#### [DATA LISTING]
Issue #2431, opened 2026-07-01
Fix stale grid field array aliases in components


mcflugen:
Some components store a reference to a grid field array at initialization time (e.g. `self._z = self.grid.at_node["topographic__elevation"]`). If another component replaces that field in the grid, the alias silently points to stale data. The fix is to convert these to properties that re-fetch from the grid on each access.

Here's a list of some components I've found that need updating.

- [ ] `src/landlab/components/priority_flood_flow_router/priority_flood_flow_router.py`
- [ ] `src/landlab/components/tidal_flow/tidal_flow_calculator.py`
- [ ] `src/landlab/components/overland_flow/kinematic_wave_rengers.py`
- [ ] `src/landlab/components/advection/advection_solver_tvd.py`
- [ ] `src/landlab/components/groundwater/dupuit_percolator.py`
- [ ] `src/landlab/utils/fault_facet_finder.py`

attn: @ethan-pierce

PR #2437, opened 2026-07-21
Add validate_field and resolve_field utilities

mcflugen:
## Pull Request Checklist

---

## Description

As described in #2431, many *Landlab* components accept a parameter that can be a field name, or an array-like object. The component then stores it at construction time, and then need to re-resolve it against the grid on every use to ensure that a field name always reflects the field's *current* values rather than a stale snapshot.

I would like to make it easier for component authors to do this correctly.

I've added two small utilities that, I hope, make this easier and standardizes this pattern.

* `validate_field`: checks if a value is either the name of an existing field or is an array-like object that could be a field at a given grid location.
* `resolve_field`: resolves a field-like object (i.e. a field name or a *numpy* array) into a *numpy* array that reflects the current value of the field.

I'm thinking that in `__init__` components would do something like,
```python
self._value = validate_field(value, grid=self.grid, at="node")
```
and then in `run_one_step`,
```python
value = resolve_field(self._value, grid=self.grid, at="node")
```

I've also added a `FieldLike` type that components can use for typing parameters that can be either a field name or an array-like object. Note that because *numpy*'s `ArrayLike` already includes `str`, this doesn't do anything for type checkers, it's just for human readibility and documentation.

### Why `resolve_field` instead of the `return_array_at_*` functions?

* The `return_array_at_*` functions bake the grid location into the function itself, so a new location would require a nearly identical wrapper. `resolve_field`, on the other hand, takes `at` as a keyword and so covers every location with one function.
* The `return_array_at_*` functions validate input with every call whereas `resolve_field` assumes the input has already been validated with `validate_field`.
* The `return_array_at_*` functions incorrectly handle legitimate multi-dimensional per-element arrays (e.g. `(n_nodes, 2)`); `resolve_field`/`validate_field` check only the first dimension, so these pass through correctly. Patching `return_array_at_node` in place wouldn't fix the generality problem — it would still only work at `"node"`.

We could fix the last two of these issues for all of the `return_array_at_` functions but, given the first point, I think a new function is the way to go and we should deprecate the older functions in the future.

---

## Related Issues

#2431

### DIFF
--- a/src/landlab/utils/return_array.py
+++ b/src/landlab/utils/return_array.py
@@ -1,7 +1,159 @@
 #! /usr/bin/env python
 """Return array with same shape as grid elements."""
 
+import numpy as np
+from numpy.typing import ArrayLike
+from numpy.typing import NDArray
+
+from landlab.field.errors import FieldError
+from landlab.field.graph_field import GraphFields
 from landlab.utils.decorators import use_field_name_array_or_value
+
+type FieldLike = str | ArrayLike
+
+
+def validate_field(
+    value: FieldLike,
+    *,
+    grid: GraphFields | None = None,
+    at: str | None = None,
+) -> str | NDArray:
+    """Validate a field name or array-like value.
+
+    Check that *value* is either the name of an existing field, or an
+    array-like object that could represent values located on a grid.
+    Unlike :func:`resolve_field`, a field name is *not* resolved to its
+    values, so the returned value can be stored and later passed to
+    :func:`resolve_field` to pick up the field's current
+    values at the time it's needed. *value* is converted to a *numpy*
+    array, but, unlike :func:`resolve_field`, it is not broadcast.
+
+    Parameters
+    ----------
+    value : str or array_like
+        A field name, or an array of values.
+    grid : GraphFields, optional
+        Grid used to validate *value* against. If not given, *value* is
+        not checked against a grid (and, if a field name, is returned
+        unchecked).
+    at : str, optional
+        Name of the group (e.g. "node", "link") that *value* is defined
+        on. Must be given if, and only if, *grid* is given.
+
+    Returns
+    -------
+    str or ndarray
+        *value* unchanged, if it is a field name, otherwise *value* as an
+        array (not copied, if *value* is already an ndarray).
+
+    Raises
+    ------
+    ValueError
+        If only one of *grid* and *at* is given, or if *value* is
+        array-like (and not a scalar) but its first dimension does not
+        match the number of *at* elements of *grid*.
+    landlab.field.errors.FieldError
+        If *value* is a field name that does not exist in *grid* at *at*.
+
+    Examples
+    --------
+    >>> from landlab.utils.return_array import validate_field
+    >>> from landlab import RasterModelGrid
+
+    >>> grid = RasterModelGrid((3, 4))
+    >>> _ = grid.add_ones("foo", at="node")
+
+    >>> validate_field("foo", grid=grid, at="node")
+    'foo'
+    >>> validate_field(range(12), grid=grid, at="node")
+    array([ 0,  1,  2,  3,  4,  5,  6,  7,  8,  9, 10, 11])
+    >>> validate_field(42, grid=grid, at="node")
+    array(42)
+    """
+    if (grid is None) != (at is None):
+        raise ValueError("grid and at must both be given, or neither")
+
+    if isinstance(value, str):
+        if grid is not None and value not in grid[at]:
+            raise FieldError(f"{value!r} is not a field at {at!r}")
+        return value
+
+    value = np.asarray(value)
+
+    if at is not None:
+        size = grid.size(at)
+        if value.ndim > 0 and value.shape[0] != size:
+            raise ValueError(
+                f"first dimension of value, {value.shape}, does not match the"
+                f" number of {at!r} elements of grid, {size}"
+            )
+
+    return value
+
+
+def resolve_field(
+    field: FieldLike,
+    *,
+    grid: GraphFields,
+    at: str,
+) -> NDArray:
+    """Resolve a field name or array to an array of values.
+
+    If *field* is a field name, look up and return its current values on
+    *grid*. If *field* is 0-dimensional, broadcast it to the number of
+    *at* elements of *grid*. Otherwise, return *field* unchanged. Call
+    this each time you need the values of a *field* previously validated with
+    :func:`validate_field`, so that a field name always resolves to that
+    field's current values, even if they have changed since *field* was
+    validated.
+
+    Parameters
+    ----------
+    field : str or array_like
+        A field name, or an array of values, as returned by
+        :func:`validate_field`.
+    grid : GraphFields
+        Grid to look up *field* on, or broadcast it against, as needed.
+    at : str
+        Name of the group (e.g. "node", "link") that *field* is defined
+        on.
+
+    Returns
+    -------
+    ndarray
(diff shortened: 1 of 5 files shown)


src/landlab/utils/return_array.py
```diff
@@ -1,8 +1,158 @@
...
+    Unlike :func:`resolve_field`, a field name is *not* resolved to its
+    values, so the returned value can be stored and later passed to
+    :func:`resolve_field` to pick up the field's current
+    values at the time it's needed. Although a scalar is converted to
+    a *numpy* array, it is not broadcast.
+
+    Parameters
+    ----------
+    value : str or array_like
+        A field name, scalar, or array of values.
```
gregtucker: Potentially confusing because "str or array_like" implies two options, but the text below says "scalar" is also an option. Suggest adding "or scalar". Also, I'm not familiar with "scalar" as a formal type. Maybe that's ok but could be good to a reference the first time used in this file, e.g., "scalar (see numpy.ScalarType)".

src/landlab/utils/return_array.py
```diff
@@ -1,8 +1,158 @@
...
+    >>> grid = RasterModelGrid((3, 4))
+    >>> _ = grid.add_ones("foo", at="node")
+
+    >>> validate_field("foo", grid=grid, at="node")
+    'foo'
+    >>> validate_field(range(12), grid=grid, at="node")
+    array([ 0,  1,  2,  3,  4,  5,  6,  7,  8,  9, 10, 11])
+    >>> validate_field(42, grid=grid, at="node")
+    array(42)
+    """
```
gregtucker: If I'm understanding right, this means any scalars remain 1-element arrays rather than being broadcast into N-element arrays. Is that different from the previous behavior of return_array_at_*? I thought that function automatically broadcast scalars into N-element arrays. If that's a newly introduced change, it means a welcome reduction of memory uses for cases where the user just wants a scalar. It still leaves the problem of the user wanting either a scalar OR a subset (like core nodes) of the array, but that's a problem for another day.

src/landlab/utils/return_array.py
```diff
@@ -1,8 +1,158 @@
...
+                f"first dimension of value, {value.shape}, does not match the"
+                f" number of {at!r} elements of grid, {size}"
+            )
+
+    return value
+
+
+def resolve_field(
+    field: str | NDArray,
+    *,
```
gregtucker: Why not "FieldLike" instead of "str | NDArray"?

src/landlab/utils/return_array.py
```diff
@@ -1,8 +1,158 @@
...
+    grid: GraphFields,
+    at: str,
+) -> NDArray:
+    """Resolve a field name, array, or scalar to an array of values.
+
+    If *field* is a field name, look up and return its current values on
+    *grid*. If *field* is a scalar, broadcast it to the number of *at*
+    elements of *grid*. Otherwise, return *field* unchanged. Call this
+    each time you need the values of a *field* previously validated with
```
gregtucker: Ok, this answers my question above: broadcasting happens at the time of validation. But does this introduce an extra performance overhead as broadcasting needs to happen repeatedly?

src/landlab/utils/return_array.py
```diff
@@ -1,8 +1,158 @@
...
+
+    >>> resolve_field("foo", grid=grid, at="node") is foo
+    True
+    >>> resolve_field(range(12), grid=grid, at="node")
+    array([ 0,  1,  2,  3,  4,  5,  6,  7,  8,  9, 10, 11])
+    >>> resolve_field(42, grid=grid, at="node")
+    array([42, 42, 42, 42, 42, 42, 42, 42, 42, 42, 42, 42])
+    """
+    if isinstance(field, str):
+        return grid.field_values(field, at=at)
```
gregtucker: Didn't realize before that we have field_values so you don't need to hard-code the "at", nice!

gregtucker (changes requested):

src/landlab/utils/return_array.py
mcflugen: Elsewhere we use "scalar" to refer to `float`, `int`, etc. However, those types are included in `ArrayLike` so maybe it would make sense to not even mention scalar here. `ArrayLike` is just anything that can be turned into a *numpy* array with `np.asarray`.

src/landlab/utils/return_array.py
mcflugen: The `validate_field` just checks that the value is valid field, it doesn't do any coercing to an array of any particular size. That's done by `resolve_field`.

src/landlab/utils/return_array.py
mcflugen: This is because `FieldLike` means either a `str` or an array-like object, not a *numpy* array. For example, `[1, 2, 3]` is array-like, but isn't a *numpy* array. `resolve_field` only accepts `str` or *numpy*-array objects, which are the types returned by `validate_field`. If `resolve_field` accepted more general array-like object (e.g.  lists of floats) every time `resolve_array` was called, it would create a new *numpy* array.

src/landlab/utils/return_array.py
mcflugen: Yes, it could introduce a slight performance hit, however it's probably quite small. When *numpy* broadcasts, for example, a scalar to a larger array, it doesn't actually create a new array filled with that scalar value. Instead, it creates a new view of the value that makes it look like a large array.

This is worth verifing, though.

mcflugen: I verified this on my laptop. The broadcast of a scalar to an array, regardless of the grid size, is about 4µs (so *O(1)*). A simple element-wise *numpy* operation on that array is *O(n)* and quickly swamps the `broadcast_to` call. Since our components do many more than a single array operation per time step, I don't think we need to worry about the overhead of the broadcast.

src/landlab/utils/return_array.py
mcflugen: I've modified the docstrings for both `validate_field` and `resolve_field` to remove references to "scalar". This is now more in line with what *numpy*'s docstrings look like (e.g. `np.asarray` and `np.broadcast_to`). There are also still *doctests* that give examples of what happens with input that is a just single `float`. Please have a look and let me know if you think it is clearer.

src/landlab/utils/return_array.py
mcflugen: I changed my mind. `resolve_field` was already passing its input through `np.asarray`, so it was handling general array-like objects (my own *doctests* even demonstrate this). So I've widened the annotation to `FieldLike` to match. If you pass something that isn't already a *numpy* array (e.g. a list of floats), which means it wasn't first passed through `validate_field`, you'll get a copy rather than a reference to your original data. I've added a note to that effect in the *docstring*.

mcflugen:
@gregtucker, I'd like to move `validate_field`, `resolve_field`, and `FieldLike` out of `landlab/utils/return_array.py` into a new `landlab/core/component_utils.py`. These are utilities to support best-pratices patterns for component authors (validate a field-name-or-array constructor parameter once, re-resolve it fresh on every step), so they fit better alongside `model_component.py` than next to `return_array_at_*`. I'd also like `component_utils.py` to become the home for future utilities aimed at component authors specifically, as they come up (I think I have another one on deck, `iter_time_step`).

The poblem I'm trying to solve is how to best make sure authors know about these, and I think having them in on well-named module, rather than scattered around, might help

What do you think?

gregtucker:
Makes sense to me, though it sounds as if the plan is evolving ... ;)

#### [WHAT THIS TASK INVOLVES]
Look for the word "link". Copy out every line of the data that has it.

#### [ANSWER FOR THIS EXERCISE]
+        Name of the group (e.g. "node", "link") that *value* is defined
+        Name of the group (e.g. "node", "link") that *field* is defined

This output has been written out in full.